**What you should do**
Every line of the data below that holds the string "clicking" needs to be reported.

**Stored data entries**
○ ○ ○ ○ ○

PR #199, opened 2020-11-19
feat(elements|ino-input-file): add drag and drop window

### LINKED ISSUE #76: ino-input-file: Drag 'n Drop
I would like to upload a file by dragging it onto the `ino-input-file` component.

I can already upload a file by clicking the upload button and selecting the file within the file explorer. While this solution is working correctly, it's sometimes more comfortable to drag the file without having to navigate in the file explorer.

P1NHE4D:
✨ **Features:**
* Added the ability to upload files using a drag and drop window to the `ino-input-file` component

ℹ️ **FYI:**
* There's currently a bug that will result in the event emitter used by the `ino-input-file` component to emit multiple events at once upon setting the action knobs in Storybook to a different value. This bug is also present in other components, such as the `ino-snackbar`(see #81). 

🎟️ **Closes #76**

### DIFF
--- a/packages/elements/src/components/ino-input-file/ino-input-file.tsx
+++ b/packages/elements/src/components/ino-input-file/ino-input-file.tsx
@@ -67,7 +67,6 @@ export class InputFile implements ComponentInterface {
   }>;
 
   componentDidLoad(): void {
-    // TODO: check if browser supports dragAndDrop
     this.configureDragAndDrop();
   }
 
--- a/packages/elements/src/components/ino-input-file/ino-input-file.tsx
+++ b/packages/elements/src/components/ino-input-file/ino-input-file.tsx
@@ -8,6 +8,8 @@ import classNames from 'classnames';
 export class InputFile implements ComponentInterface {
   @Element() el!: HTMLElement;
 
+  private eventListeners: [string, EventListener | EventListenerObject][] = [];
+
   /**
    * The types of files accepted by the server.
    */
@@ -63,11 +65,26 @@ export class InputFile implements ComponentInterface {
    */
   @Event() changeFile!: EventEmitter<{
     e: any;
-    files: object[];
+    files: File[];
   }>;
 
   componentDidLoad(): void {
     this.configureDragAndDrop();
+  }
+
+  disconnectedCallback(): void {
+    this.eventListeners.forEach((tuple) => this.removeEventListeners(this.el, tuple[0], tuple[1]));
+  }
+
+  private addEventListeners(el: HTMLElement, events: string, fn: EventListener | EventListenerObject): void {
+    this.eventListeners.push([events, fn]);
+    events.split(' ').forEach(e => {
+      el.addEventListener(e, fn);
+    });
+  }
+
+  private browserSupportsDragAndDrop(): boolean {
+    return (('draggable' in this.el) || ('ondragstart' in this.el && 'ondrop' in this.el) && 'FormData' in window && 'FileReader' in window);
   }
 
   private configureDragAndDrop(): void {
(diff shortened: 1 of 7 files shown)


packages/elements/src/components/ino-input-file/ino-input-file.tsx
```diff
@@ -50,6 +66,57 @@ export class InputFile implements ComponentInterface {
     files: object[];
   }>;
 
+  componentDidLoad(): void {
+    this.configureDragAndDrop();
+  }
+
```
JCofman, line 72: I might be wrong ;) but should we also remove the initialized event listeners on `componentDidUnload`?

packages/elements/src/components/ino-input-file/ino-input-file.tsx
```diff
@@ -50,6 +66,57 @@ export class InputFile implements ComponentInterface {
...
+        this.el,
+        'dragend dragleave drop',
+        () => box.classList.remove('ino-input-file__dnd-dragover')
+      );
+      this.el.addEventListener('drop', (e) => {
+        if (this.disabled) {
+          return;
+        }
+        console.log('Drop');
+        const files = e.dataTransfer.files as FileList;
```
JCofman, line 102: I think we could remove the as FileList type conversion

packages/elements/src/components/ino-input-file/ino-input-file.tsx
```diff
@@ -50,6 +66,57 @@ export class InputFile implements ComponentInterface {
     files: object[];
```
JCofman, line 66: Instead of the object Type I think we could type it `File[]`

packages/elements/src/components/ino-input-file/ino-input-file.tsx
```diff
@@ -50,6 +66,57 @@ export class InputFile implements ComponentInterface {
...
+        () => {
+          box.classList.add('ino-input-file__dnd-dragover');
+        }
+      );
+      this.addEventListeners(
+        this.el,
+        'dragend dragleave drop',
+        () => box.classList.remove('ino-input-file__dnd-dragover')
+      );
+      this.el.addEventListener('drop', (e) => {
```
JCofman, line 97: I would suggest to explicitly type this `e: DragEvent` :)

JCofman (changes requested):

packages/elements/src/components/ino-input-file/ino-input-file.tsx
```diff
@@ -50,6 +66,57 @@ export class InputFile implements ComponentInterface {
...
+        if (this.disabled) {
+          return;
+        }
+        console.log('Drop');
```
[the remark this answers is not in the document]
P1NHE4D: Whoops 😂

packages/elements/src/components/ino-input-file/ino-input-file.tsx
P1NHE4D: Yes, I think it's better we do so.

packages/elements/src/components/ino-input-file/ino-input-file.tsx
P1NHE4D: ✅

packages/elements/src/components/ino-input-file/ino-input-file.tsx
P1NHE4D: ✅

packages/elements/src/components/ino-input-file/ino-input-file.tsx
P1NHE4D: ✅

JCofman (approved):

Issue #202, opened 2020-11-23
ino-nav-drawer: Background-Color changed unexpectedly


Sl1nd:
### Describe the bug
The Background-Color of `ino-nav-drawer` changed in v2

### To Reproduce
compare 
* [v2.0.0](https://elements.inovex.de/dist/v2.0.0/storybook/?path=/story/structure-ino-nav-drawer--default-usage ) 
* [v1.2.0](https://elements.inovex.de/dist/v1.2.0/storybook/?path=/story/structure-ino-nav-drawer--default-usage)

PR #203, opened 2020-11-23
style(elements|ino-nav-item): restore original hover and active behavior

Sl1nd:
Closes #
https://github.com/inovex/elements/issues/202

## Proposed Changes

- Remove Ripple effect

### DIFF
--- a/packages/elements/src/components/ino-list-item/ino-list-item.tsx
+++ b/packages/elements/src/components/ino-list-item/ino-list-item.tsx
@@ -81,6 +81,7 @@ export class ListItem implements ComponentInterface {
     return (
       <Host>
         <li class={listItemClasses}>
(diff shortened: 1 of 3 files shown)


janivo (changes requested):
These changes disable the hover functionality of all `ino-list-item`s. I'll check for an alternative

janivo:
@Sl1nd could you check if this works for you?

Sl1nd:
I realized that also the `ino-list`checkbox behavior unintentionally changed in relation to the ripple Effect. Should it be fixed in that context as well?

janivo:
No, I think this should be part of another PR

janivo (approved):

janivo (changes requested):
The CSS Props have been removed for some reason

janivo (approved):

PR #209, opened 2020-11-24
refactor(elements|ino-input): cleanup styles

janivo:
Cleaned up and restructured the `ino-input.scss` in the hope to make it easier to work on. I structured the stylesheet by text-field variants (default, filled, outlined). There also were some new mixins with the new mdc versions which replaced some complicated selectors.

### DIFF
--- a/packages/elements/src/components/ino-input/ino-input.scss
+++ b/packages/elements/src/components/ino-input/ino-input.scss
@@ -42,7 +42,7 @@ $icon-padding-to-border: 6px;
   }
 
   /* Firefox */
-  input[type=number] {
+  input[type='number'] {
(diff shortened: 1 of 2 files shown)


janivo:
This PR also fixes a problem with the positioning of icons

silentHoo:
Code looks good, but there are some missing styles for the disabled state. I've attached the current disabled Styling from `v2.3.0`. And the cursor on the clickable icon is not set to `cursor: pointer`.

image

janivo:
Thanks for the review @silentHoo!
I rebased onto the current master and applied your feedback. Could you check again?

silentHoo (approved):

PR #221, opened 2020-12-02
feat(elements|ino-chip): add slot for trailing icon

### LINKED ISSUE #204: ino-chip: allow custom trailing icons
Currently, it is only possible to position a custom icon at the leading position of an `ino-chip`. We should provide more flexibility so the consumer is able to position the icon at the trailing position as well.

DoD's:
- Custom icons can be placed at the trailing position (default should be leading)
- The trailing icon does not collide with the `inoRemovable` option (maybe the removable option will be ignored if a trailing icon is provided?)

P1NHE4D:
✨ **Features:**
* Added `ino-icon-leading` slot to the `ino-chip` component

🎟️ **Closes #204**

### DIFF
--- a/packages/elements/src/components/ino-chip/ino-chip.scss
+++ b/packages/elements/src/components/ino-chip/ino-chip.scss
@@ -15,6 +15,18 @@ ino-chip {
   .mdc-chip {
     @include chips.fill-color-accessible($default-chip-color);
 
+    .mdc-chip__icon--trailing {
+      width: 20px;
+      height: 20px;
+      font-size: 20px;
+    }
+
+    ino-icon {
+      --icon-width: .75em;
+      --icon-height: .75em;
+      --icon-color: currentColor;
+    }
+
     ino-icon {
       --icon-width: 0.75em;
       --icon-height: 0.75em;
--- a/packages/elements/src/components/ino-chip/ino-chip.scss
+++ b/packages/elements/src/components/ino-chip/ino-chip.scss
@@ -22,12 +22,6 @@ ino-chip {
     }
 
     ino-icon {
-      --icon-width: .75em;
-      --icon-height: .75em;
-      --icon-color: currentColor;
-    }
-
-    ino-icon {
       --icon-width: 0.75em;
       --icon-height: 0.75em;
       --icon-color: currentColor;
--- a/packages/elements/src/components/ino-chip/ino-chip.tsx
+++ b/packages/elements/src/components/ino-chip/ino-chip.tsx
@@ -147,7 +147,7 @@ export class Chip implements ComponentInterface {
           <span class="mdc-chip__text">{this.inoLabel}</span>
 
           {this.inoIconTrailing && (
-            <span class="mdc-chip__icon mdc-chip__icon--trailing">
+            <span class="mdc-chip__icon ">
               <slot name="ino-icon-trailing"/>
             </span>
           )}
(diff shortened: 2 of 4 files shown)


packages/elements/src/components/ino-chip/ino-chip.scss
```diff
@@ -15,6 +15,18 @@ ino-chip {
   .mdc-chip {
     @include chips.fill-color-accessible($default-chip-color);
 
+    .mdc-chip__icon--trailing {
+      width: 20px;
+      height: 20px;
+      font-size: 20px;
+    }
+
+    ino-icon {
```
janivo, line 24: This seems to be a duplication of lines 24 - 28, no?

packages/elements/src/components/ino-chip/ino-chip.scss
```diff
@@ -15,6 +15,18 @@ ino-chip {
   .mdc-chip {
     @include chips.fill-color-accessible($default-chip-color);
 
+    .mdc-chip__icon--trailing {
```
janivo, line 18: Why is this necessary? Do the leading and trailing icons not have the same size?

packages/elements/src/components/ino-chip/ino-chip.tsx
```diff
@@ -36,6 +36,11 @@ export class Chip implements ComponentInterface {
    */
   @Prop() inoIconLeading = false;
 
+  /**
+   * If enabled, appends the slotted icon to the chip label
```
janivo, line 40: We also should mention that this flag will disable the `ino-removable` functionality

janivo (changes requested):

janivo:
Hey @P1NHE4D, could you have a look at this again?

P1NHE4D:
> Hey @P1NHE4D, could you have a look at this again?

I'm on it right now. 🙂

packages/elements/src/components/ino-chip/ino-chip.scss
P1NHE4D: apparently 😄

packages/elements/src/components/ino-chip/ino-chip.tsx
P1NHE4D: ✅

packages/elements/src/components/ino-chip/ino-chip.scss
P1NHE4D: Removing the class results in trailing icons being smaller than leading icons. We're also using the 'mdc-chip__icon--leading' class for the leading icon. However, due to the absence of a corresponding class for trailing icons in the mdc package, I added the 'mdc-chip__icon--trailing' class manually. I also attached a screenshot to illustrate the effect of removing the aforementioned.
Skjermbilde 2021-02-03 kl  10 50 49

janivo: Alright, thanks for the explanation ✔️

janivo (changes requested):
Overall this seems to collide with the changes made in https://github.com/inovex/elements/pull/277 as we removed all `inoIconLeading/Trailing` slots and check for them at runtime. 
Could you rebase on the #277 and update the render function accordingly?

janivo:
Ah, my bad here. I thought something went wrong while rebasing on master, so I tried it myself and force-pushed. I realized that I told you to rebase on the #277 and that it's not merged yet 🤦🏼‍♂️

janivo:
I'll review as soon as #277 is merged

janivo:
@P1NHE4D could you rebase on last time? 😅

janivo (approved):
looking good!

PR #223, opened 2020-12-03
feat(elements|ino-popover): add interactive property

janivo:
## Proposed Changes

- Adds a new property `inoInteractive` which is disabled by default
- The new prop enables interaction inside the popover (e.g. clicking a button)
- This did not work prior because events wouldn't be triggered


AlessaRad (approved):
Nice work!

PR #226, opened 2020-12-07
fix(elements|ino-datepicker): use date format to improve validation

### LINKED ISSUE #225: InoDatepicker: "Cannot read property 'parseDate' of undefined"
### Describe the bug
InoDatepicker is set to invalid although the value has the proper format. 

### To Reproduce
Difficult to reproduce. Used `InoDatepicker` with React. The Error occured irregular on rendering the `InoDatepicker` within a Modal.

### Expected behavior
The invalid state should only be set if format is not correct.

### Your Environment
 

| Software | Version |
| -------- | ------- |
| @inovex.de/elements | v2.2.0
| Browser | Chrome
| Operating System | MacOS

### Possible Solution
It seems the flatpicker instance isnt't instantiated at the time of validating the value.

Sl1nd:
Closes #225 

- A debounce was not possible, because of the multiple possibilities to enter values (e.g. copy/paste, flatpicker)
- It also turned out that validating on blur leads to a worse user experience
- Only validate if flatpicker is set
- Also ino-range validation is fixed

### DIFF
--- a/packages/elements/src/components/ino-datepicker/ino-datepicker.e2e.ts
+++ b/packages/elements/src/components/ino-datepicker/ino-datepicker.e2e.ts
@@ -158,12 +158,12 @@ describe('InoDatepicker', () => {
       const inoDatepickerEl = await page.find(DATEPICKER);
       const buttonEl = await page.find('button');
       const flatpickrInputEl = await page.find('.flatpickr-input');
-    
+
       inoDatepickerEl.setAttribute('required', true);
       await page.waitForChanges();
 
       expect(flatpickrInputEl).not.toHaveClass('mdc-text-field--invalid');
-      
+
       inoDatepickerEl.click();
       await page.waitForChanges();
       buttonEl.click();
@@ -181,10 +181,10 @@ describe('InoDatepicker', () => {
 
       await input.type('1');
       await page.waitForChanges();
-      
+
       expect(valueChangeEvent).toHaveReceivedEvent();
     });
-    
+
     it('should not emit a valueChange event if datepicker is disabled', async () => {
       let page = await setupPageWithContent(INO_DATEPICKER);
       const datepicker = await page.find(DATEPICKER);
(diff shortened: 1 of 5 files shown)


packages/elements/src/components/ino-datepicker/ino-datepicker.tsx
```diff
@@ -336,17 +341,30 @@ export class Datepicker implements ComponentInterface {
...
+    };
+  }
+
+  private validateInput(value: string): boolean {
+    let formattedDate: string;
+    let parsedDate: Date; 
+    parsedDate = this.flatpickr.parseDate(value);
+    formattedDate = this.flatpickr.formatDate(parsedDate, this.flatpickr.config.dateFormat);
     
+    return formattedDate !== value ?  false : true;
```
janivo, line 367: This can be simplified to `return formattedDate === value`, no?

packages/elements/src/components/ino-datepicker/ino-datepicker.tsx
```diff
@@ -336,17 +341,30 @@ export class Datepicker implements ComponentInterface {
...
     }
+
+    if(!value && !this.required) {
+      this.isValid = true; 
+      return;
+    };
+  }
+
+  private validateInput(value: string): boolean {
+    let formattedDate: string;
```
janivo, line 362: We should use `const` if we do not have to use `let`

packages/elements/src/components/ino-datepicker/ino-datepicker.tsx
```diff
@@ -336,17 +341,30 @@ export class Datepicker implements ComponentInterface {
   });
 
   private setValidState(value: string): void {
-    let formattedDate: string;
-    let parsedDate: Date;
+    if(this.inoRange) {
+      let arr = value.match(/(\d[^a-z]+)/g).map(match => this.validateInput(match.trim()));
```
janivo, line 345: We should use `const` if we do not have to use `let`

janivo, line 345: Could you extract that regex as a static member and give it a name? This way, it is more clear what the regex is supposed to test.

janivo, line 345: The name `arr` is kinda generic. Could you name it more spelling?

packages/elements/src/components/ino-datepicker/ino-datepicker.tsx
```diff
@@ -58,9 +58,14 @@ export class Datepicker implements ComponentInterface {
 
   @Watch('value')
   valueChanged(value: string) {
-    this.setValidState(value);
-    if (this.flatpickr) {
-      this.flatpickr.setDate(value, false, this.inoDateFormat);
+    try {
+      if (this.flatpickr) {
+        this.setValidState(value);
+        this.flatpickr.setDate(value, false, this.inoDateFormat)
```
janivo, line 64: With this logic, the flatpickr will always set the date, even if it is invalid. Is this intended?

packages/elements/src/components/ino-datepicker/ino-datepicker.e2e.ts
```diff
@@ -152,19 +153,22 @@ describe('InoDatepicker', () => {
       expect(datepicker).toHaveAttribute('ino-show-label-hint');
     });
 
-    it('should set invalid state for required inputs', async () => {
-      const page = await setupPageWithContent(INO_DATEPICKER);
+    it.only('should set invalid state for required inputs', async () => {
```
janivo, line 156: Why the `only`?

janivo (changes requested):

janivo (approved):

PR #237, opened 2020-12-23
feat(elements|ino-textarea): add filled style option

### LINKED ISSUE #142: ino-textarea: Support filled textarea styles
The mdc-textfield now supports outlined and ripple effects for textareas. As for now, we inovex elements only support the outlined textarea.

Would be great to have the same opportunities just like a regular ino-input 

see https://github.com/material-components/material-components-web/tree/master/packages/mdc-textfield#textarea

AlessaRad:
Closes #142

## Proposed Changes

- Adds the filled text field style option for the ino-textarea (analogous to ino-input)
- The outlined text field style temporarily remains the default style (to give consumers a heads up), but can be changed to filled by setting the inoOutlined property to false


packages/elements/src/components/ino-textarea/ino-textarea.tsx
```diff
@@ -139,6 +144,8 @@ export class Textarea implements ComponentInterface {
     if (this.autoFocus) {
       this.textfield.focus();
     }
+
+    console.warn(`The ino-textarea default type will be changed to 'filled' in the next major release (analogous to the ino-input). In order to use the 'outline' style, set the new 'inoOutline' property explicitly to true, please.`);
```
janivo, line 148: IMO we should only print this warning if the new `inoOutline` property is not used.

packages/elements/src/components/ino-label/ino-label.scss
```diff
@@ -23,14 +23,6 @@ ino-label {
     }
   }
 
-  &:not([ino-outline]) .mdc-floating-label {
```
janivo, line 26: These changes break the filled `ino-select` styles. If there are specific styles that should be applied to the label of the filled textarea, we should overwrite them in the textarea stylesheet.

janivo: image

janivo (changes requested):

packages/elements/src/components/ino-textarea/ino-textarea.tsx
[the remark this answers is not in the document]
AlessaRad: Done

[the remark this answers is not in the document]
AlessaRad: Done

AlessaRad: Done

packages/elements/src/components/ino-label/ino-label.scss
AlessaRad: Ok, I adjusted this as you suggested.

janivo (approved):

PR #242, opened 2021-01-05
fix(elements): replace deprecated componentWillUnload lifecycle method

### LINKED ISSUE #234: componentWillUnload is not triggered
### Describe the bug
The components use the `componentWillUnload` method for cleaning up. However, it appears that the method has been removed (?) from Stencil and thus not triggered at all. Instead, the `disconnectedCallback` should be used and works just fine.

○ ○ ○ ○ ○

**Final answer**
I can already upload a file by clicking the upload button and selecting the file within the file explorer. While this solution is working correctly, it's sometimes more comfortable to drag the file without having to navigate in the file explorer.
- The new prop enables interaction inside the popover (e.g. clicking a button)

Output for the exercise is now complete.